Par L'Economiste | Edition N°:4178 Le 24/12/2013 | Partager
Le taux d’insertion sera porté à 72% grâce à la signature de partenariats
Des antennes à Tanger et Oujda à l’étude

L’Ecole française d’enseignement technique (EFET) vient de célébrer,  jeudi 19 décembre, la réussite de ses lauréats. Seize majors de promotion se sont distingués des 286 étudiants de la promotion 2011-2013, toutes filières confondues.
Afin de faciliter l’intégration des étudiants dans la vie active, l’EFET, qui en est à sa 33e promotion, a annoncé la signature d’un partenariat avec le cabinet spécialisé en orientation, Saccom. L’école compte sur cette collaboration pour faire passer le taux d’insertion de ses étudiants de 56 à 72%. Saccom jouera ainsi le rôle d’intermédiaire entre l’établissement et les entreprises. Sa méthode, inspirée des concepts américains, repose sur un système d’évaluation basé sur des tests psychotechniques.

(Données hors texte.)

Issue #4809, opened 2026-07-02
permissions: concurrent RPC reloads corrupt shared memory and crash workers


kuzaxak:
### Description

Concurrent `permissions.addressReload` (or `permissions.trustedReload`) RPC calls can crash kamailio: shared memory holding the permissions hash tables gets double-freed, and a worker process eventually dies with signal 11/6 (with the default `mem_safety=1` the allocator first logs double-free BUGs and keeps running while corruption accumulates).

It happens when the RPC transport is served by more than one process (e.g. `jsonrpcs` datagram workers) and two reloads overlap. We hit it in production on 6.0.x under frequent automated reloads; it reproduces on current `master` and on `6.0.7`. Expected behavior: overlapping reload requests may be rejected or serialized, but should not corrupt memory.

#### Reproduction

Self-contained Docker reproducer: [kamailio-permissions-reload-race-repro-with-pcap.zip](https://github.com/user-attachments/files/29596047/kamailio-permissions-reload-race-repro-with-pcap.zip)

```sh
./run.sh                # unpatched master  -> double free within seconds
./run.sh --patched      # + reload lock     -> same stress, survives
./run.sh --base 6.0.7   # same crash on the 6.0.7 release
```

It builds kamailio with `-x q_malloc` (DBG_QM_MALLOC), 16 `jsonrpcs` datagram workers and `reload_delta=0`, then floods `permissions.addressReload` from 32 senders for 25 s. Unpatched run: 905 `qm_free(): BUG: freeing already freed pointer` lines, then a worker dies with signal 11. Patched run: 0 BUG lines, no crash. Full logs, core backtraces and pcaps of the RPC flood are in the archive.

#### Analysis

The reload swaps between the module's two shm hash-table slots without a lock. In `reload_address_table()` (`src/modules/permissions/address.c`):

```text
read *perm_addr_table              (pick the inactive slot)
empty_addr_hash_table(inactive)    (shm_free its contents)
repopulate the inactive slot
*perm_addr_table = inactive        (publish)
```

Two workers can read the same "current" pointer, pick the same inactive slot and both empty/repopulate it concurrently — the double free above. `reload_trusted_table()` (`trusted.c`) has the same pattern. The `reload_delta` gate in `rpc_check_reload()` (`rpc.c`) does not prevent this: it is a non-atomic check-then-set, so two RPC calls can both pass it.

#### Debugging Data

[...]

PR #4819, opened 2026-07-10
carrierroute: improved threading safety

rfuchs:
The current lock/refcount handling of the global data table is (very slightly) racy during reloads and could theoretically lead to a crash.

- the *global_data pointer itself must be accessed and swapped out atomatically to eliminate possible race conditions
- reading the pointer _and_ increasing the reference count for the pointed-to table atomically is only possible with a global lock
- usually there are only one or two tables in existence at any given time, so we can drop the per-table lock and use the global lock to also protect the per-table reference count (this could be done with an atomic int as well, but we already have a lock anyway)
- the global lock implicitly guarantees both memory fences and compiler fences

Came up in a (marginally) related discussion in #4809

#### Pre-Submission Checklist

  from source code folder

#### Type Of Change

#### Checklist:

- [ ] Tested changes locally

### DIFF
--- a/src/modules/carrierroute/cr_data.c
+++ b/src/modules/carrierroute/cr_data.c
@@ -29,6 +29,7 @@
 
 #include <stdlib.h>
 #include "../../core/mem/shm_mem.h"
+#include "../../core/locking.h"
 #include "cr_data.h"
 #include "carrierroute.h"
 #include "cr_config.h"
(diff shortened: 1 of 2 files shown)


miconda:
@lbalaceanu: any comment on this PR? If nothind against, probably it can be merged soon.

henningw:
Thank you for the PR. Looks good to me, merged.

Ces derniers permettront d’orienter facilement les étudiants vers des postes appropriés.
Au niveau de l’école, des cours de développement personnel et «soft skills» (entrepreneuriat & leadership, communication et savoir-être) font partie intégrante des programmes offerts. Pour rester en adéquation avec le marché du travail, EFET a lancé en septembre 2013 deux formations concernant les métiers de douane et de transport et logistique. Une plateforme e-learning est en cours d’amélioration. «Nous avons investi depuis 2 ans dans une plateforme intranet, afin de faciliter aux étudiants l’accès aux programmes, l’échange avec le personnel administratif et les enseignants. Le système est également ouvert aux parents, afin qu’ils aient une visibilité sur le parcours de leurs enfants», explique Mohammed Jalil Loukili, directeur général du groupe EFET.

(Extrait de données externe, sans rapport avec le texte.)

PR #4825, opened 2026-07-15
TCP threaded receiver mode - v2

space88man:
#### Pre-Submission Checklist
- [] Each component has a single commit (if not, squash them into one commit)
- [X] LLM/AI Coding Assistants were involved in creating the C code or other included content
- [X]Code is formatted with `clang-format` using the config file `.clang-format`
  from source code folder

#### Type Of Change

#### Checklist:

- [X] Tested changes locally

## Threaded TCP receiver (`tcp_main_threads = 2`)

This PR adds a threaded TCP receiver — the TCP counterpart to the UDP `udp_receiver_mode = 1` setting. Unlike UDP, this mode also confines TCP writes to a single process.

The mode is selected with `tcp_main_threads`:

- `0` — classic multi-process TCP network I/O and TLS (unchanged).
- `1` — multi-process TCP network I/O, but the read for TLS and all TLS run in a single process. This was previously `tcp_main_threads > 0`.
- `2` (new) — all TCP network I/O and all TLS run in `PROC_TCP_MAIN`.

### What changes in mode 2

Transport is separated from SIP message handling. `PROC_TCP_MAIN` is the only process that holds TCP sockets, and sockets are no longer passed between processes with `sendmsg`/`SCM_RIGHTS`. This removes the file descriptor book-keeping and the borrow/return ceremony around TCP sockets.

- all reads are done in `PROC_TCP_MAIN` and SIP messages (as shm pointers) are passed to the workers (as with `udp_receiver_mode = 1`)
- Writes are always asynchronous. A worker never writes to a socket; it hands the payload to `PROC_TCP_MAIN` via `CONN_WRITE_REQ`.
- Outbound connections with no existing `tcp_connection_t` are opened in `PROC_TCP_MAIN` (via `CONN_CONNECT_REQ`) instead of in a worker.
- `PROC_TCP_MAIN` runs a thread pool for socket reads and async writes. The pool size is set with `tcp_reactor_threads` (default 8).

In mode 2: conceptually a TCP worker is identical to a UDP async worker - it only deals with  SIP messages. The TCP worker `io_wait` loop simplifies to the `recvfrom`-loop of UDP; in this PR we keep `io_wait` to coexist with mode-0/1.

### Notes for reviewers

- update: during the development of this PR some bugs were found on master regarding event handling. This PR depends on commits that have landed in master so the original commits that contained workarounds have been cleaned-up.
- The `src/core` commits are not squashed, so each step is a smaller read.
- `pkg_malloc` is lock-free and assumes one thread per process, which mode 2 breaks. If Kamailio is built against the system `malloc` (glibc, musl, …) this is a non-issue, since those are thread-safe. With Kamailio's own allocators, the `pkg` path is serialized inside `PROC_TCP_MAIN`; that serialization is confined to `PROC_TCP_MAIN` and touches nothing else. This contention was exposed by the websocket module - by fluke TLS, HEP, MSRP did not use `pkg_malloc` in any way that resulted in multi-threaded contention. (I have ongoing work to see if websocket can use `pkg_malloc` in a thread safe manner - but that is incidental to the thrust of this PR.)
- Modes 0 and 1 are untouched. Every new code path is gated on `tcp_main_threads = 2`.

### DIFF
--- a/cmake/lock_methods.cmake
+++ b/cmake/lock_methods.cmake
@@ -159,3 +159,49 @@ set(LOCK_METHOD_FINAL
     "${_SELECTED_LOCK_METHOD}"
     CACHE INTERNAL "Final locking method selected"
 )
+
+# Robust process-shared mutexes: PTHREAD_MUTEX_ROBUST / pthread_mutex_consistent()
+# are a POSIX option glibc and musl provide but some platforms (notably macOS) do
+# not. src/core/tcp_cond.c uses them for the tcp reactor condvar and guards them
+# on HAVE_PTHREAD_MUTEX_ROBUST. Probe the capability instead of guessing by OS.
+include(CheckSymbolExists)
+set(CMAKE_REQUIRED_DEFINITIONS -D_GNU_SOURCE)
+set(CMAKE_REQUIRED_LIBRARIES pthread)
+check_symbol_exists(pthread_mutex_consistent "pthread.h" HAVE_PTHREAD_MUTEX_ROBUST)
+unset(CMAKE_REQUIRED_DEFINITIONS)
+unset(CMAKE_REQUIRED_LIBRARIES)
+if(HAVE_PTHREAD_MUTEX_ROBUST)
+  target_compile_definitions(common INTERFACE HAVE_PTHREAD_MUTEX_ROBUST)
+  message(STATUS "Robust process-shared mutex: supported")
+else()
+  message(STATUS "Robust process-shared mutex: NOT supported (tcp_cond uses non-robust fallback)")
+endif()
+
+# Per-thread names: pthread_setname_np() lets the tcp reactor label its io_wait
+# and pool threads so profilers / top -H / gdb show distinct threads instead of
+# one opaque "kamailio" comm. The symbol exists on Linux and macOS but with
+# different arity - Linux/glibc/musl take (pthread_t, name); macOS takes (name)
+# and renames only the caller. Probe the actual signature rather than guess by OS.
+include(CheckCSourceCompiles)
+set(CMAKE_REQUIRED_DEFINITIONS -D_GNU_SOURCE)
+set(CMAKE_REQUIRED_LIBRARIES pthread)
+check_c_source_compiles(
+  "#include <pthread.h>
+int main(void) { pthread_setname_np(pthread_self(), \"x\"); return 0; }"
+  HAVE_PTHREAD_SETNAME_NP_2ARG
+)
+check_c_source_compiles(
+  "#include <pthread.h>
+int main(void) { pthread_setname_np(\"x\"); return 0; }" HAVE_PTHREAD_SETNAME_NP_1ARG
+)
+unset(CMAKE_REQUIRED_DEFINITIONS)
+unset(CMAKE_REQUIRED_LIBRARIES)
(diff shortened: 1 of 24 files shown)


space88man:
After a few weeks of hammering on this, I plan to merge this soon so that it can be  tested before the next major Kamailio release — unless there are further objections. It can be reverted easily if it is problematic as it is based on file sets in core and module changes are confined to their own commits.

Existing multi-process code is untouched and this multi-threaded TCP receiver  mode requires explicit opt-in. 

This PR does not claim that multi-threaded TCP is "better" than multi-process TCP; instead it provides a genuinely new axis for profiling of Kamailio workloads by splitting network handling from core SIP handling. The design follows udp_receiver_mode,  diverging only where TCP actually differs from UDP (TLS, WS, HEP, MSRP framing; async writes). As previously when tcp_main_threads > 0,  this mode confines SSL to a single-process and obviates the need for pthreads shims and OpenSSL shared memory hooks.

Présent dans 6 villes, le groupe souhaite élargir son réseau et prospecte actuellement pour s’installer à Tanger et à Oujda. L’idée d’une hypothétique sortie en Afrique subsaharienne est en gestation. Pour le moment, EFET se contente de ses partenariats avec les universités de Saint-Etienne et Aix-en-Provence. Toutefois, le groupe dit se heurter à un problème de taille: l’accréditation des filières. La direction  déplore la lenteur et la complexité des procédures. «Etant un groupe d’écoles, il est anormal que pour lancer la même formation dans deux villes différentes, il nous faut deux demandes d’accréditation différentes, et attendre pendant 3 ans», s’indigne Loukili.

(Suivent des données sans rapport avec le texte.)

PR #4830, opened 2026-07-17
core: fix case-insensitive search and buffer overread in _strnistr

Karticoder:
While checking _strnistr() in src/core/str.c, I noticed it performs a case-sensitive check on the first character of the search target, which breaks the case-insensitive search. Additionally, the boundary check evaluates after the pointer increment, leading to a 1-byte buffer overread on non-null-terminated strings. I've reordered the condition to prevent the overread and pre-computed the uppercase/lowercase characters for an efficient, case-insensitive match.

### DIFF
--- a/src/core/str.c
+++ b/src/core/str.c
@@ -25,6 +25,7 @@
  */
 
 #include <string.h>
+#include <ctype.h>
 #include "str.h"
 #include "mem/mem.h"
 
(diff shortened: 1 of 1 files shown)


henningw:
Are you creating this PRs automatically? This looks like the third PR in this area. Please explain the relationship to the previous PR #4826 and stop doing this automatically.

Karticoder:
"I apologize for the confusion and for opening a new PR instead of updating the branch for #4826.

The relationship is that this PR is a corrected and optimized version of the changes in #4826. In the implementation of #4826, there were a few issues:

It was inefficient because it called tolower() inside the inner scanning loop.
It had a correctness bug where it would return NULL early on a partial mismatch (like searching "ab" in "aab").
It lacked (unsigned char) casts for safety.
This PR pre-computes the lowercase/uppercase characters outside the loop to keep the scanning hot path efficient, ensures correct outer-loop continuation, and adds character casts.

I will close PR #4826 in favor of this one. Sorry again for the noise!"

abalashov:
@Karticoder I am uplifted that you pasted your LLM response in with double quotation marks, as appropriate. Very "AI-native". 

Please, please stop vandalising our project with this crap.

EFET améliore son programme d’échange

Un programme d’échange a été établi entre le groupe EFET et les universités de Marseille et de Saint-Etienne. Le partenariat permet aux professeurs étrangers de venir dispenser des cours de management durant tout un trimestre. Concernant les étudiants, ce sont les Français qui ont ouvert le bal des échanges l’année dernière. Le groupe a lancé les procédures pour favoriser les échanges dans les deux sens et pourrait même envisager des échanges avec des universités en Afrique subsaharienne.